Single-Reference Text-to-Image Manipulation with Dual Contrastive Denoising Score
This work solves the problem of precise and controllable image editing for users of generative models, though it is incremental as it builds on existing diffusion models with a novel loss.
The paper tackles the challenge of editing real images with text-to-image models by addressing inaccurate text prompts and unwanted changes, resulting in a method that outperforms existing approaches in real image editing while preserving structure and enabling zero-shot translation.

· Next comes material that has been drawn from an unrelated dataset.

PR #4193, opened 2026-07-30
[causallm] Resolve engine= for real: give every graph node a GPU home, then stamp gemma2 / gemma4 / qwen3 and the lm_head

jijoongmoon:
One story: **a graph node declares where it runs, and every node that cannot yet run there is NAMED.**

This rung consolidates what were three separate PRs (#4188 Gemma2 model class, #4190 `engine=` stamping,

Large-scale text-to-image generative models have shown remarkable ability to synthesize diverse and high-quality images. However, it is still challenging to directly apply these models for editing real images for two reasons. First, it is difficult for users to come up with a perfect text prompt that accurately describes every visual detail in the input image. Second, while existing models can introduce desirable changes in certain regions, they often dramatically alter the input content and introduce unexpected changes in unwanted regions. To address these challenges, we present Dual Contrastive Denoising Score, a simple yet powerful framework that leverages the rich generative prior of text-to-image diffusion models. Inspired by contrastive learning approaches for unpaired image-to-image translation, we introduce a straightforward dual contrastive loss within the proposed framework. Our approach utilizes the extensive spatial information from the intermediate representations of the self-attention layers in latent diffusion models without depending on auxiliary networks. Our method achieves both flexible content modification and structure preservation between input and output images, as well as zero-shot image-to-image translation. Through extensive experiments, we show that our approach outperforms existing methods in real image editing while maintaining the capability to directly utilize pretrained text-to-image diffusion models without further training.